It struck Augustine off the NZ medical register, censured him, and ordered him to pay costs totalling $19,000.
The tribunal also requested the New Zealand Medical Council send a copy of its decision to the appropriate authorities in the states of Florida and Georgia and to US federal authorities “so that those authorities are fully conversant with the matters raised . . . ”
Augustine was employed at Gisborne Hospital from October 2014 to March 2016, during the last seven months of which he forged prescriptions 20 times, circulating them around seven Gisborne pharmacies until one reported the matter.
Augustine’s offending led to his colleague being temporarily barred by the hospital from writing any further prescriptions.
Police charged Augustine with 20 counts of making a false document to obtain property — controlled drugs — an offence that carries a maximum prison term of 10 years.
The charges were heard in May 2016 by Judge Tony Adeane, who discharged Augustine without conviction, saying he was left with little choice but to do so off the court’s own motion.
An application with supporting affadivit stating the drugs were not for Augustine’s personal use, and that nothing relating to the charges had affected his work, was withdrawn without reason at the last minute. The inference was that it was unreliable.
Had he been satisfied with the information in the affidavit, he would have granted the application without hesitation, the judge said.
But left without any information as to reasons for the offending, he faced a stark choice — one which favoured Augustine or one which did him unjustified damage. Either could be mistaken, but obviously the first was the preferable one.
The judge rated the offending as being at the lower end of the scale.
The tribunal heard the PCC case against Augustine in April this year, noting that to his credit he accepted the charge against him.
While his offending might have been low-end in the context of criminal law, it was serious in terms of professional obligations and conduct. There had been significant personal consequences for his colleague.
It was a gross breach of trust.
Standards must be maintained in proper completion of prescription forms. The public must be protected from the type of activity in which Augustine engaged, the tribunal said.
It was critical of an attempt by Augustine to resubmit a copy of the same affidavit he withdrew from the criminal court proceedings.
It was also critical of Augustine and his wife’s failure to appear at these proceedings or otherwise offer any information as to reasons for the offending.
By attempting to introduce the previously- retracted affidavit, Augustine was treating the tribunal with disrespect and was minimising its processes and jurisdiction, the tribunal said.
It rejected the affidavit and explanations in it.
The Augustines’ lack of participation left serious questions unanswered, the tribunal said.
There was no evidence or explanation as to why the offending occurred and it was not known who it was to benefit — Augustine, his wife or another person.
The tribunal did not know if Augustine’s wife was aware of previous explanations that involved her, and she had not made herself available to the investigation.
Augustine was seeking for the tribunal to make assumptions as to the reason for his offending based on statements from his counsel, who was reliant on the rejected affidavit.
The only direct affidavit evidence of which the tribunal was willing to take account, was from Dr Johan Peters, a clinical director at Gisborne Hospital who had worked with Augustine.

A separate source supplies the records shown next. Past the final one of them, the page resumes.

PR #28, opened 2019-09-16
SFX-354: Update search driver for searchbox IDs

geoffcoutts:
The search driver is receiving an optional searchbox ID in search requests. This value should be returned in the product response events that the search driver sends.

### DIFF
--- a/packages/@sfx/search-driver-plugin/src/search-driver-plugin.ts
+++ b/packages/@sfx/search-driver-plugin/src/search-driver-plugin.ts
@@ -83,8 +83,8 @@ export default class SearchDriverPlugin implements Plugin {
       .then((results) => {
         this.core[this.eventsPluginName].dispatchEvent(SEARCH_RESPONSE_EVENT, { results, searchbox });
       })
-      .catch((e) => {
-        this.core[this.eventsPluginName].dispatchEvent(SEARCH_ERROR_EVENT, { e, searchbox });
+      .catch((error) => {
+        this.core[this.eventsPluginName].dispatchEvent(SEARCH_ERROR_EVENT, { error, searchbox });
       });
   }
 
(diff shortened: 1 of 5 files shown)


packages/@sfx/search-driver-plugin/src/search-driver-plugin.ts
```diff
@@ -78,10 +78,10 @@ export default class SearchDriverPlugin implements Plugin {
...
   fetchSearchData(event: CustomEvent<SearchRequestPayload>): void {
-    const searchTerm = event.detail.value;
+    const { value: searchTerm, searchbox } = event.detail;
     this.sendSearchApiRequest(searchTerm)
       .then((results) => {
-        this.core[this.eventsPluginName].dispatchEvent(SEARCH_RESPONSE_EVENT, results);
+        this.core[this.eventsPluginName].dispatchEvent(SEARCH_RESPONSE_EVENT, { results, searchbox });
       })
       .catch((e) => {
         this.core[this.eventsPluginName].dispatchEvent(SEARCH_ERROR_EVENT, e);
```
DanielMoniz-GBI: We haven't been using the error events yet, but given that an error would relate to the request from a specific searchbox, the error event should probably contain the `searchbox` as well. That could helps client place the error on the page, for example.

Note that the same thing applies to the error events in the `SaytDriver`.

geoffcoutts: I saw that we weren't sending it back in the `SaytDriver`, but it probably make sense to be added. The events repo will be including it as well so I can change this to 
```suggestion
        this.core[this.eventsPluginName].dispatchEvent(SEARCH_ERROR_EVENT, { e, searchbox });
```

Would you like me to do the same for the `SaytDriver`?

DanielMoniz-GBI: Yes please. Given that this story technically touches both - you just didn't need to touch the `SaytDriver` before - I think it makes sense to be part of this ticket.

In it, Dr Peters said Augustine had not shown any signs of inappropriate use of a medication and had presented as an honest person, who would not offer a false explanation — “least of all on oath”.
Dr Peters said he had no reason to doubt the explanation the codeine phosphate was for Augustine’s wife.

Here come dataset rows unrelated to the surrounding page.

PR #29, opened 2019-09-16
SFX 291 - Add linter

ChantalDesrochers:
- add linter to lint all files under /src and /test
- create linting scripts at the package and root levels
- create scripts to fix linting errors that can be automatically fixed
- incorporate lint checks into CircleCi
- NOTE: open to discussion in terms of linting rule choices (overrides, removals, etc.)
- NOTE2: disabled next line on most imports, because a rule requires imported packages (e.g. autocomplete into sayt) be listed as a dependency, however this is not currently possible
- NOTE3: in some instances, converted imports of events names to use paths rather than packages - this will be resolved with the events repo integration


.eslintrc.js
```diff
@@ -0,0 +1,62 @@
+module.exports = {
```
jmbtutor: I think this file is basically the same as what's in the View repo, so I think we can move this to the devtools repo instead.

packages/@sfx/core/test/unit/common/index.test.ts
```diff
@@ -14,14 +14,17 @@ describe('Entry point', () => {
   });
 
   it('should export the Plugin interface', () => {
+    // eslint-disable-next-line
```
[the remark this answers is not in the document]
ChantalDesrochers: @typescript-eslint/no-unused-vars (I added this specification to the disable comment)

test/.eslintrc.js
```diff
@@ -0,0 +1,37 @@
...
+    parser: "@typescript-eslint/parser",
+    parserOptions: {
+        ecmaVersion: 2018,
+        sourceType: "module",
+        tsconfigRootDir: __dirname,
+        project: [
+            path.resolve(__dirname, "../tsconfig.json"),
+          ]
+        },
+    rules: {
```
jmbtutor: Can we put these rules into the devtools repo and have this (and the corresponding file in the View repo) extend it?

However, the tribunal noted other supporting material to the submissions on Augustine’s behalf inferred it might well have been Augustine who needed assistance with substance abuse.

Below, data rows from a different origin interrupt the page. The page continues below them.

PR #34, opened 2019-10-25
SFX-158: Add Cache and Cache Driver plugins

jmbtutor:


packages/@sfx/cache-driver-plugin/src/index.ts
```diff
@@ -0,0 +1,2 @@
+// eslint-disable-next-line import/prefer-default-export
```
DanielMoniz-GBI: I needed to add this `eslint-disable` line because there is a single export below and, by our convention, it is not a default export.

packages/@sfx/cache-driver-plugin/test/unit/common/cache-driver-plugin.test.ts
```diff
@@ -0,0 +1,79 @@
...
+      const registry: any = { a: 1, b: 2 };
+
+      cacheDriverPlugin.register(registry);
+
+      expect(cacheDriverPlugin.core).to.equal(registry);
+    });
+  });
+
+  describe('ready()', () => {
+    it(`should listen for ${CACHE_REQUEST}`, () => {
```
DanielMoniz-GBI: I'm not sure I'm sold on using dynamic test descriptions, as this adds an extra level of indirection and makes descriptions harder to search. The developer does not even need to know the actual name of the event.

packages/@groupby/elements-sayt-driver-plugin/src/sayt-driver-plugin.ts
```diff
@@ -126,6 +127,7 @@ export default class SaytDriverPlugin<P = Record> implements Plugin {
       .then((results) => {
         const payload: AutocompleteResponsePayload = { results, group };
         this.core[this.eventsPluginName].dispatchEvent(AUTOCOMPLETE_RESPONSE, payload);
+        if (this.core.cache) this.core.cache.set(`${AUTOCOMPLETE_RESPONSE}::${group}`, payload);
```
geoffcoutts: Update the plugin's changelog to reflect this?

packages/@groupby/elements-cache-plugin/src/cache-plugin.ts
```diff
@@ -0,0 +1,54 @@
...
+    return {
+      name: 'cache',
+      depends: [],
+    };
+  }
+
+  /**
+   * The data store in which cache entries are stored.
+   */
+  store: Map<unknown, unknown>;
```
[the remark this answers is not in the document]
jmbtutor: We know what the types are for our specific use cases, but since this is a general plugin that other plugins can use, we don't know it in the general case. `unknown, unknown` is likely the most correct type here.

packages/@groupby/elements-cache-plugin/src/cache-plugin.ts
```diff
@@ -0,0 +1,54 @@
...
+
+  /**
+   * Instantiates this plugin. By default, an empty `Map` is created as
+   * the data store.
+   *
+   * @param __namedParameters Options for plugin configuration.
```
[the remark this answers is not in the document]
jmbtutor: Yes.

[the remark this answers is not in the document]
jmbtutor: Yes.

packages/@groupby/elements-cache-driver-plugin/src/cache-driver-plugin.ts
```diff
@@ -0,0 +1,61 @@
...
+  ready(): void {
+    this.core.dom_events.registerListener(CACHE_REQUEST, this.handleRequest);
+  }
+
+  /**
+   * Dispatches the requested data from the cache.
+   *
+   * @param req The cache request details.
+   */
+  handleRequest(req: CustomEvent<CacheRequestPayload>): void {
```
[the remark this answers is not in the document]
jmbtutor: `CACHE_ERROR` was for the case where there is an error between this plugin requesting data from the cache and the cache returning the requested data. I guess we can't guarantee that the cache is what it claims to be, so perhaps it would be good to wrap it in a `try..catch` in case there are any errors. After a discussion with @DanielMoniz-GBI, whether or not we decide to do it, we will push it off to a later date and this PR can go through without it.

packages/@groupby/elements-cache-driver-plugin/README.md
```diff
@@ -0,0 +1,26 @@
...
+
+This plugin listens for and dispatches a number of events. These events are defined in the [`@groupby/elements-events`][elements-events] package.
+
+### Received
+
+* `CACHE_REQUEST`: When received, a request to the cache is made and a response is dispatched with the event name provided in the payload of `CACHE_REQUEST`.
+
+### Dispatched
+
+* A cache response event: Dispatched when a `CACHE_REQUEST` is fulfilled. The event is dispatched under the name provided with the corresponding `CACHE_REQUEST` payload.
```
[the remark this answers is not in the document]
jmbtutor: > Is it also worth including an example of what one of these event names could look like?

I can add a recommendation about what it should look like for the `CACHE_REQUEST` event, but we have no idea what it would look like for `CACHE_RESPONSE`. I think more extensive documentation might be better suited elsewhere.

packages/@groupby/elements-cache-driver-plugin/src/cache-driver-plugin.ts
```diff
@@ -0,0 +1,63 @@
...
+   */
+  register(plugins: PluginRegistry): void {
+    this.core = plugins;
+  }
+
+  /**
+   * Registers a number of event listeners.
+   * The following events are listened for:
+   *
+   * - [[CACHE_REQUEST]]
```
DanielMoniz-GBI: This feels unnecessary when we have only one item, but it's not a big deal.

packages/@groupby/elements-cache-driver-plugin/src/cache-driver-plugin.ts
```diff
@@ -0,0 +1,63 @@
...
+  }
+
+  /**
+   * Dispatches the requested data from the cache.
+   * The event name provided by the request is used as the name of the
+   * return event.
+   *
+   * @param req The cache request details.
+   */
+  handleRequest(req: CustomEvent<CacheRequestPayload>): void {
```
DanielMoniz-GBI: I would really prefer the variable to be called `request`. It's not really that long of a name.

packages/@groupby/elements-cache-driver-plugin/test/unit/common/cache-driver-plugin.test.ts
```diff
@@ -0,0 +1,87 @@
...
+    it('should dispatch the requested data from the cache', () => {
+      const req = { detail: { name, returnEvent, group } };
+      cache.set('key::grp', data);
+
+      cacheDriverPlugin.handleRequest(req);
+
+      expect(dispatchEvent).to.be.calledWith(returnEvent, { name, data, group });
+    });
+
+    it('should expand an undefined group to the empty string', () => {
```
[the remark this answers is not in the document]
DanielMoniz-GBI: Yes. Specifically, asserting that `'key::'` is the used key in the cache implies that the `undefined` value became an empty string.

packages/@groupby/elements-cache-driver-plugin/test/unit/common/cache-driver-plugin.test.ts
```diff
@@ -0,0 +1,87 @@
...
+      const req = { detail: { name, returnEvent } };
+      cache.set('key::', data);
+
+      cacheDriverPlugin.handleRequest(req);
+
+      expect(dispatchEvent).to.be.calledWith(returnEvent, { name, data, group: undefined });
+    });
+
+    it('should dispatch an undefined payload if no data is cached', () => {
```
DanielMoniz-GBI: I'm starting to question whether this is a good idea. In what case would we want to initialize a component with an empty/undefined payload? Taking this action makes me think that we're opening ourselves up to future bugs where the component becomes empty when we didn't want it to.

I don't believe it's causing any bugs at the moment, and this is a valid choice, but I am questioning it.

packages/@groupby/elements-cache-plugin/src/cache-plugin.ts
```diff
@@ -0,0 +1,54 @@
...
+    return this.store;
+  }
+}
+
+/**
+ * The type of the [[CachePlugin]] options object.
+ */
+export interface CachePluginOptions {
+  /** The store with which to initialize the plugin. */
+  store: Map<unknown, unknown>;
```
DanielMoniz-GBI: Given that we use `Map<unknown, unknown>` three times, should we have a specific type for this and reuse it? Say, `CacheMap`?

packages/@groupby/elements-cache-driver-plugin/test/unit/common/cache-driver-plugin.test.ts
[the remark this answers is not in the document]
geoffcoutts: What I thought, but the test description seemed a little ambiguous to me at the time.

packages/@groupby/elements-cache-driver-plugin/test/unit/common/cache-driver-plugin.test.ts
jmbtutor: The trick is that we're not initializing the component with an empty/undefined payload. It's the responsibility of the receiver to handle an empty cache response and other unexpected data. In our case, if we get an empty response in the autocomplete component, we default to an empty array for results.

That said, I originally didn't have this as a test case. The behaviour I specified in the initial set of test cases was that the plugin forwarded what the cache provided. It just happens that the cache responds with `undefined` when the key doesn't exist.

packages/@groupby/elements-cache-driver-plugin/src/cache-driver-plugin.ts
jmbtutor: I'll leave it as-is for consistency and for ease of future modification.

packages/@groupby/elements-cache-plugin/src/cache-plugin.ts
```diff
@@ -0,0 +1,59 @@
...
+ */
+export interface CachePluginOptions {
+  /** The store with which to initialize the plugin. */
+  store: CacheStore;
+}
+
+/**
+ * The type of the cache store.
+ */
+export type CacheStore = Map<unknown, unknown>;
```
jmbtutor: We should consider turning off [`@typescript-eslint/no-empty-interface`](https://github.com/typescript-eslint/typescript-eslint/blob/master/packages/eslint-plugin/docs/rules/no-empty-interface.md), which prevented me from using an interface like so:

```typescript
export interface CacheStore extends Map<unknown, unknown> {}
```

A letter from the medical director of the Professionals Resource Network confirmed Augustine’s involvement in a course and emphasised his focus was on “boundary violations” and the like.
But the predominant nature of the course was for issues around substance abuse and participants were subject to random toxicology screening of urine, hair, and blood.
A similar inference could be drawn from other course completion certificates that were supplied for courses concerning opioid use disorders.
Augustine’s participation might have been because he needed help rather than in the context of fulfilling ethical obligations to his profession or patients, the tribunal said.
Given the lack of evidence and the unanswered questions, the tribunal said it had to conclude, “Dr Augustine is a danger to the public which needs protection from him”.
“He cannot be trusted in the practice of medicine.”